Bug #2536
librados crashed while getting stat of an object
Status:
Can't reproduce
Priority:
Normal
Assignee:
-
Category:
librados
Target version:
-
% Done:
0%
Source:
Community (user)
Tags:
Backport:
Regression:
No
Severity:
3 - minor
Reviewed:
Affected Versions:
ceph-qa-suite:
Pull request ID:
Crash signature (v1):
Crash signature (v2):
Description
librados crashed while getting stat of an object:
./log/SubsystemMap.h: In function 'bool ceph::log::SubsystemMap::should_gather(unsigned int, int)' thread 7f52adaf3700 time 2012-06-11 18:33:47.455897 ./log/SubsystemMap.h: 74: FAILED assert(sub < m_subsys.size()) ceph version 0.47.2 (commit:8bf9fde89bd6ebc4b0645b2fe02dadb1c17ad372) 1: (()+0xebbc0) [0x7f5298a92bc0] 2: (librados::IoCtxImpl::stat(object_t const&, unsigned long*, long*)+0x597) [0x7f5298ab2a87] 3: (rados_stat()+0x3a) [0x7f5298a975fa] 4: (x_stat(enif_environment_t*, int, unsigned long const*)+0x1cd) [0x7f5298f11f65] 5: (process_main()+0x4f32) [0x544122] 6: /usr/local/erlang/lib/erlang/erts-5.9.1/bin/beam.smp() [0x4a7d08] 7: /usr/local/erlang/lib/erlang/erts-5.9.1/bin/beam.smp() [0x5bcb20] 8: (()+0x7e9a) [0x7f52b378be9a] 9: (clone()+0x6d) [0x7f52b32b14bd] NOTE: a copy of the executable, or `objdump -rdS <executable>` is needed to interpret this. terminate called after throwing an instance of 'ceph::FailedAssertion' Aborted (core dumped)
Attached is the objdump file.
History
#1 Updated by Sage Weil over 11 years ago
Have you seen this problem since then?

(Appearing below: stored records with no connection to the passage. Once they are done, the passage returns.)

PR #59, opened 2022-02-05
feat: better node hashing

QuantumExplorer:
First this pull request uses var ints instead of fixed size (panicking) keys and values.

Next we change the way the hash is calculated from kv_hash = H(key, value) to kv_hash = H(key, Hash(value))
This allows nodes to be returned without returning their value, hence giving much shorter proofs.


shumkov (approved):
LGTM! 👍

PR #60, opened 2022-02-06
fix: compress subtree can no longer be attacked

QuantumExplorer:
There was a small attack possible as length could be bigger than 255 causing a commutativity between a very big path and a small path to result in same value.


QuantumExplorer:
Since all lengths are same size the previous approach should also be working, this PR is less important. I'll ask research team to take a look to see what is better.

PR #62, opened 2022-02-07
fix: delete_up_if_empty without transaction

iammadab:
when opening merk, if opened merk has no keys, then either the merk
doesn't not exist or it is empty. To resolve this, we check if the
parent merk contains it, if it does then empty, if it doesn't then
doesn't exist.

The problem with deleting the main subtree first before the child
subtress is that, if the child subtree is empty, we need the parent
to confirm the status, but if it's deleted there is no way to
leading to an error.


QuantumExplorer (approved):

fominok (approved):
nice catch

PR #63, opened 2022-02-08
fix(root_tree): non-deterministic root hash

shumkov:


grovedb/src/lib.rs
```diff
@@ -388,7 +388,9 @@ impl GroveDb {
         // TODO: root tree actually does support transactions, so this
         //  code can be reworked to account for that
         self.root_tree = self.temp_root_tree.clone();
-        self.root_leaf_keys = self.temp_root_leaf_keys.drain().collect();
+
+        self.root_leaf_keys = self.temp_root_leaf_keys.clone();
```
QuantumExplorer, line 392: @fominok I have a feeling there is a better way, couldn't figure it out myself though

QuantumExplorer (approved):

PR #68, opened 2022-02-09
fix: persist root leaves data

fominok:
At some moment we stopped to persist root leaves data in a storage that's why on GroveDB reopening we cannot get an appropriate root hash or to print any info deeper than just "root"


shumkov (approved):
LGTM! 👍

PR #69, opened 2022-02-10
fix: do not remove subtree from temp_subtrees

fominok:
This PR simplifies subtrees usage returning a kind of a pointer to Merk when accessing data (temporary or not), so no need to insert it back;

Note that as it uses `RefCell` internally multiple sequential accesses to subtrees without dropping previous borrows will cause a panic, to simplify "oneshot" usage of a subtree there is an `apply` helper

Built prefix if presents could be accessed with `get_prefix`


iammadab (approved):
Amazing!

QuantumExplorer (approved):

QuantumExplorer:
Very nice

PR #7752, opened 2015-07-07
:arrow_up: apm@1.0.0

Colean128:
To just upgrade the as-odd-tiles apm


as-cii:
Hi @spongecattle, thanks for your PR. I have updated that branch against master, so that it can be tried again. I am going to close this PR for now, but it’d be great to know if you tried it out and if it worked for you.

Thank you! :bow:

spongecattle:
OK, but thanks anyway @as-cii

PR #7754, opened 2015-07-07
`updateContentDimensions` when model changes

as-cii:
In #7733 we have removed a couple of update statements that were no longer needed. Unfortunately, we didn’t catch a :bug: that caused the editor not to scroll automatically when the model changed.

This PR fixes it and also adds a spec to prevent this to happen in the future. The :beetle: was caused by the following scenario:
1. A new line was inserted at the end of the buffer, causing the content height to be bigger;
2. The model triggered a `setScrollTop` on `TextEditorPresenter` with the correct value;
3. `TextEditorPresenter::setScrollTop` didn’t know about the change in the model yet and tried to constrain `@scrollTop` using a bad value (i.e. the content height before the change) as the upper bound;
4. :bug: 

/cc: @maxbrunsfeld @nathansobo


nathansobo:
Thanks. Glad you got this in before release!

PR #7717, opened 2015-07-05
Check if error message exists before using it in Pane.handleSaveError

izuzak:
This should fix https://github.com/atom/atom/issues/7714, though I'm not really sure when an error won't have a message defined (other than manually setting it to undefined, which a package could do I guess?). 

cc @kevinsawicki for :thought_balloon: :eyes:

PR #7768, opened 2015-07-07
Guard against non-string messages in Pane.handleSaveError

izuzak:
See https://github.com/atom/atom/pull/7717#issuecomment-119280666 for context. 

cc @kevinsawicki :zap: for catching that case as well


kevinsawicki:
:+1:

PR #7769, opened 2015-07-07
Validate atom.notifications input

kevinsawicki:
Previously the API documented on `atom.notifications` was not validated so you could create a notification with a non-string message, non-object options, or non-string detail. 

This would cause the notifications package to throw errors when it tried to convert a non-string markdown message.

Now it verifies the options on creation and throws error when they are invalid.

Closes https://github.com/atom/notifications/issues/79

/cc @benogle


benogle:
:+1:

kevinsawicki:
I backed out the `options.detail` validation since it seemed like from failing specs in the notifications package that existing packages were using non-string details and I didn't want to break them.

benogle:
I think allowing for non-string details is fine.

PR #7809, opened 2015-07-09
Move view registration for Pane & Gutter related views earlier

thedaniel:
Registering them in pane-container led to packages deserializing before e.g. Gutter was available.


nathansobo:
:green_heart:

It looks like it could be due to racing with rados startup or shutdown...
#2 Updated by Sage Weil over 11 years ago
- Status changed from New to Need More Info
#3 Updated by Sage Weil about 11 years ago
- Priority changed from High to Normal
#4 Updated by Sage Weil about 11 years ago
- Status changed from Need More Info to Can't reproduce
#5 Updated by Benjamin Schulz almost 11 years ago
- File objdump.txt View added
Hi,
I got the same assertion:
radosgw-admin user create./log/SubsystemMap.h: In function 'bool ceph::log::SubsystemMap::should_gather(unsigned int, int)' thread 7f8fa8546760 time 2012-11-26 02:41:55.267779
./log/SubsystemMap.h: 62: FAILED assert(sub < m_subsys.size())
ceph version 0.48.1argonaut (a7ad701b9bd479f20429f19e6fea7373ca6bba7c)

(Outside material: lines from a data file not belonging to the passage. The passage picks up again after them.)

PR #7825, opened 2015-07-10
:BUG:About menu language

chinakids:
`...`It turned into a `…`  ，It will result in failure of language packs, although we have to repair, but I believe this is a bug~

This change in all *.cson,I hope you can confirm that the problem is an update or bug

### DIFF
--- a/menus/darwin.cson
+++ b/menus/darwin.cson
@@ -10,7 +10,7 @@
       { label: 'Checking for Update', enabled: false, visible: false}
       { label: 'Downloading Update', enabled: false, visible: false}
       { type: 'separator' }
-      { label: 'Preferences…', command: 'application:show-settings' }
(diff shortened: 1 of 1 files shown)


batjko:
Does the fact that you closed the PR mean that you found this change to be unnecessary?

mnquintana:
This was an intentional change made in https://github.com/atom/atom/pull/7624 and is not a bug. [Apple's own Human Interface Guidelines](https://developer.apple.com/library/mac/documentation/UserExperience/Conceptual/OSXHIGuidelines/TerminologyWording.html#//apple_ref/doc/uid/20000957-CH15-DontLinkElementID_20) make it clear that the ellipsis character `…` is preferred over three periods `...` for accessibility reasons, so I am skeptical that this would break international support.

chinakids:
yes，I look at your's commit,and I believe that the change is justified.

PR #7858, opened 2015-07-12
Fix indentation when pasting lines

svanharmelen:
The fix to ignore invisibles (64dfda572dd3db46ff841db9659f413a5f9b3b21) introduces a new bug when pasting lines from the clipboard:

before

As the commit takes the content of `@buffer.lineFromRow(bufferRow)` to test against the `decreaseIndentRegex`, it will actually test the content of the row the cursor is on instead of the content that is being pasted. And this (of course) could cause unexpected indentations...

In turn the same goes for checking if the `bufferRow` is a commented line, so this check is removed again.

After this commit pasting above a line matching the `decreaseIndentRegex` works as expected again:

after

### DIFF
--- a/spec/text-editor-spec.coffee
+++ b/spec/text-editor-spec.coffee
@@ -2262,7 +2262,7 @@ describe "TextEditor", ->
             expect(editor.indentationForBufferRow(2)).toBe 0
             expect(editor.indentationForBufferRow(3)).toBe 1
 
-      describe "when a newline is appended on a line that matches the decreaseNextIndentRegex", ->
+      describe "when a newline is appended on a line that matches the decreaseNextIndentPattern", ->
         it "indents the new line to the correct level when editor.autoIndent is true", ->
           waitsForPromise ->
             atom.packages.activatePackage('language-go')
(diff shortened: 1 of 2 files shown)


svanharmelen:
@maxbrunsfeld think you should be able to judge this one fairly easy :wink:

Did have a look at some other approaches, but they all ended up being (a lot) more expensive and then this pretty straight forward solution...

src/language-mode.coffee
```diff
@@ -234,14 +234,15 @@ class LanguageMode
...
-    @suggestedIndentForTokenizedLineAtBufferRow(bufferRow, tokenizedLine, options)
+    @suggestedIndentForTokenizedLineAtBufferRow(bufferRow, line, tokenizedLine, options)
 
   suggestedIndentForLineAtBufferRow: (bufferRow, line, options) ->
     tokenizedLine = @editor.displayBuffer.tokenizedBuffer.buildTokenizedLineForRowWithText(bufferRow, line)
-    @suggestedIndentForTokenizedLineAtBufferRow(bufferRow, tokenizedLine, options)
+    @suggestedIndentForTokenizedLineAtBufferRow(bufferRow, line, tokenizedLine, options)
 
-  suggestedIndentForTokenizedLineAtBufferRow: (bufferRow, tokenizedLine, options) ->
+  suggestedIndentForTokenizedLineAtBufferRow: (bufferRow, line, tokenizedLine, options={}) ->
```
maxbrunsfeld: In this case, I'd rather leave the default argument off of the `options` parameter and instead null-guard it on line 257, just because it's nice to avoid the extra object allocation.

spec/text-editor-spec.coffee
```diff
@@ -3012,7 +3012,19 @@ describe "TextEditor", ->
...
+              atom.clipboard.write("a(x);\n  b(x);\n    c(x);\n", indentBasis: 0)
+              editor.setCursorBufferPosition([7, 0])
+              editor.pasteText()
+
+              expect(editor.lineTextForBufferRow(7)).toBe "      a(x);"
+              expect(editor.lineTextForBufferRow(8)).toBe "        b(x);"
+              expect(editor.lineTextForBufferRow(9)).toBe "          c(x);"
+              expect(editor.lineTextForBufferRow(10)).toBe "    }"
+
+
```
maxbrunsfeld: Could you remove this second blank line?

maxbrunsfeld:
:+1: This is a great, simple solution. Thanks so much for catching this. Left some very minor comments above.

spec/text-editor-spec.coffee
svanharmelen: Whoeps, missed that one... Removed in latest commit.

src/language-mode.coffee
svanharmelen: Check... Adjusted...

svanharmelen:
@maxbrunsfeld thanks for the review, both comments are addressed in the latest commit.

svanharmelen:
@maxbrunsfeld have a minute to review the updates I did after your earlier review? Think we are good to merged this one right?

svanharmelen:
Thx!

PR #7869, opened 2015-07-13
Fix config.set scope selector example

izuzak:
It seems that the `config.get` and `config.set` APIs are not fully compatible. The `set` API takes a scope selector which must be prefixed with a `.`, while the `get` API takes a scope descriptor which doesn't need to have a `.` (it's first converted into a ScopeDescriptor and then then that object prepends a `.` if it's missing, as far as I can tell). Would be nice if they were compatible in this way, but for now -- I think fixing the example would be :sparkles:.

cc @maxbrunsfeld for :eyes: since Git blame says you were polishing these examples in the past.

### DIFF
--- a/src/config.coffee
+++ b/src/config.coffee
@@ -561,7 +561,7 @@ class Config
   # atom.config.get('editor.tabLength', scope: ['source.js']) # => 4
   #
   # # Set ruby to 2
-  # atom.config.set('editor.tabLength', 2, scopeSelector: 'source.ruby') # => true
+  # atom.config.set('editor.tabLength', 2, scopeSelector: '.source.ruby') # => true
   #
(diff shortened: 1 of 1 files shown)


maxbrunsfeld:
Thanks for fixing that; looks good to me.

I'm not sure if we still need to automatically prepend the dot in `ScopeDescriptor`. It seems like something that was there for backwards-compatibility. I think @benogle or @nathansobo would know.

nathansobo:
This was a bit of an oversight in our API modernization program. Since we didn't emit a deprecation warning from these call sites when the `.` wasn't present, it might be risky to remove it because there could be code relying on it. I would ideally like to not mess with the selector.

Issue #4966, opened 2015-01-09
Have metrics disabled by default, or completely removed


greencopper:
You need to leave the metrics disabled by default and then at least ask users, first time they activate the editor, whether they would allow it to be enabled.

I for one will not allow spyware to run on my box, hence I disable or remove such applications, but Atom doesn't provide a clue in the application, so if someone haven't seen the FAQ, they don't know.

This is a problem because Atom is then collecting data WITHOUT consent, even if it is in the FAQ and even if the user has downloaded the application.

Besides, I find the whole concept of tracking users with the excuse of collecting useful data ridiculous!

In the entire history of Open Source this has never been needed and users are extremely helpful in sharing information, data, and reports about bugs, how they use the application, and other stuff.

The metrics package in Atom should to be removed from the default install, and then you can leave the package for anyone who want to install it by himself from the installation menu. Or as suggested, leave it OFF at first.

Another important point is that Atom is NOT simply collecting statistical data! If that where the case there certainly is no need to create a SHA1 of each installation MAC address. That is NOT collecting statistical data, that is specific and individual surveillance, which is unacceptable.

50Wliu:
I guess putting a notice in `Welcome.md` might help, or do what lots of applications do on first startup: ask for permission (I'm guessing this is possible with Squirrel?).

About your point with 'this has never been needed':  There are currently [68 open issues](https://github.com/atom/atom/labels/more-information-needed) with the `more-information-needed` tag (and that's not counting issues where it was removed after the needed info was added).  I'd guess at least half of the issues don't include the OS or Atom version, and half of the issues coming from Notifications don't include reproduction steps.

greencopper:
It should atleast be as "opt in", people need to make the choice when using the application the first time, and collecting SHA1 of MACs are unacceptable too! These can be reversed using rainbow tables.

Atom can generate a unique uuid on first time usage and use that instead!

And data, are they send encrypted? If not, they should be.

There's a whole bunch of problems with the approach of the metrics package.

aoighost:
This needs to be opt-in, not opt-out. This is a massive privacy issue otherwise.

lee-dohm:
Also relevant:

https://github.com/atom/metrics/issues/16#issuecomment-36307675

ferdy-galema:
+1

Pretty sneaky "feature" that is well hidden in the Metrics package. Just respect your users and disable the package by default.

Skalman:
[...]

PR #7871, opened 2015-07-13
metrics removed

kantorkel:
Metrics. A package that reports usage information to Google Analytics. A hackable text editor for the 21st century should be free as in freedom.

### DIFF
--- a/package.json
+++ b/package.json
@@ -102,7 +102,6 @@
     "keybinding-resolver": "0.33.0",
     "link": "0.30.0",
     "markdown-preview": "0.150.0",
-    "metrics": "0.51.0",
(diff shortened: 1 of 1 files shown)


Zireael07:
+1.

kubetz:
Do you expect this to get merged or it is just some kind of attempt to pressure atom team from a different angle?

AFAIK atom developers are agains removing the package (see https://github.com/atom/atom/issues/4966) so creating PRs instead of continuing the discussion in the issue dedicated to it seems kinda strange.

lee-dohm:
No matter what the strategy decision is around opt-in, removing the package from the default installation is not the solution. Thanks for your interest.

1: (()+0x17c3a7) [0x7f8fa770f3a7]
2: (MonClient::build_initial_monmap()+0x1e9) [0x7f8fa77da249]
3: (librados::RadosClient::connect()+0x48) [0x7f8fa77231b8]

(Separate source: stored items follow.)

PR #7878, opened 2015-07-13
Added docs for `PackageManager::activatePackage` and `PackageManager::deactivatePackage`

rameshvarun:
:memo: I noticed that the `PackageManager::activatePackage` function is used frequently in specs for packages (ex: [1](https://github.com/lee-dohm/indentation-indicator/blob/master/spec/indentation-indicator-spec.coffee#L12) [2](https://github.com/atom/tree-view/blob/17fb96308437ac63d2cb16da9d787cd20740a418/spec/tree-view-spec.coffee#L30) [3](https://github.com/atom/find-and-replace/blob/8e357b79e590ddc8b952aa78f77dbb3200a38967/spec/select-next-spec.coffee#L18)), however is undocumented in the [API docs](https://atom.io/docs/api/v1.0.2/PackageManager).

This PR adds a new section `Activating and deactivating packages` to the `PackageManager` docs, with documentation for the `activatePackage` and `deactivatePackage` functions.

### DIFF
--- a/src/package-manager.coffee
+++ b/src/package-manager.coffee
@@ -373,6 +373,10 @@ class PackageManager
     else
       throw new Error("No loaded package for name '#{name}'")
 
+  ###
+  Section: Activating and deactivating packages
+  ###
+
   # Activate all the packages that should be activated.
   activate: ->
     promises = []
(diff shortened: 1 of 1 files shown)


benogle:
@nathansobo we comfortable making these public?

nathansobo:
I feel weird about the API of `activatePackage`. I'm wondering if we should change the implementation to always activate the package, then use another method or an option internally to do the deferred version.

rameshvarun:
@nathansobo This seems to be a common point that confuses people when writing specs - see https://discuss.atom.io/t/cant-activate-package-in-specs/13672 and https://discuss.atom.io/t/can-you-force-the-activation-of-another-package/10885.

Right now there is `Package#activateNow` which I think immediately activates the package - https://github.com/atom/atom/blob/master/src/package.coffee#L156.

benogle:
Have we decided to leave these private for now?

nathansobo:
Yes, I think we should fix the API before making it public. @kuychaco maybe this is something you could look into and we could discuss.

kuychaco:
We're considering evolving our API so I'm going to close this issue for now. Thanks @rameshvarun for your thought and effort!

PR #7879, opened 2015-07-13
Add docblocks for `Notification` public functions

ssorallen:
- Mark `dismiss` as an "extended" API because its use case is uncommon.
- Mark event handler functions as public because responding to a
  notification being displayed or dismissed is useful.

### DIFF
--- a/src/notification.coffee
+++ b/src/notification.coffee
@@ -19,18 +19,40 @@ class Notification
     unless _.isObject(@options) and not _.isArray(@options)
       throw new Error("Notification must be created with an options object: #{@options}")
 
+  ###
+  Section: Event Subscription
+  ###
+
+  # Public: Invoke the given callback when the notification is dismissed.
+  #
+  # * `callback` {Function} to be called when the notification is dismissed.
+  #
+  # Returns a {Disposable} on which `.dispose()` can be called to unsubscribe.
   onDidDismiss: (callback) ->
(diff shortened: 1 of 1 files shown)


src/notification.coffee
```diff
@@ -19,18 +19,40 @@ class Notification
...
 
   getOptions: -> @options
 
+  ###
+  Section: Methods
+  ###
+
   # Public: Retrieves the {String} type.
+  #
+  # Returns a {String}.
```
benogle: These can be on the same line:

```
# Public: Returns the {String} type.
```

src/notification.coffee
```diff
@@ -19,18 +19,40 @@ class Notification
...
   getType: -> @type
 
   # Public: Retrieves the {String} message.
+  #
+  # Returns a {String}.
```
benogle: Similar to the other method above

src/notification.coffee
ssorallen: :+1: I didn't know that worked, thanks. Does it look for the "Returns" keyword?

benogle: yeah it does

izuzak:
@ssorallen Thanks for making those updates @benogle suggested. 

@benogle I think this looks good. Want to give it another look?

benogle:
:+1:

4: (RGWRados::initialize()+0x49) [0x48ece9]
5: (RGWCache<RGWRados>::initialize()+0x17) [0x4a31e7]
6: (RGWRados::init_storage_provider(CephContext*)+0x30) [0x48ebe0]
7: (main()+0xfd0) [0x42c8c0]
8: (__libc_start_main()+0xfd) [0x7f8fa5cbcead]
9: radosgw-admin() [0x432761]
NOTE: a copy of the executable, or `objdump -rdS <executable>` is needed to interpret this.
- Caught signal (Segmentation fault) *
in thread 7f8fa8546760
ceph version 0.48.1argonaut (a7ad701b9bd479f20429f19e6fea7373ca6bba7c)
1: radosgw-admin() [0x43d8b2]
2: (()+0xf030) [0x7f8fa715c030]
3: (ceph::__ceph_assert_fail(char const, char const*, int, char const*)+0x38f) [0x445edf]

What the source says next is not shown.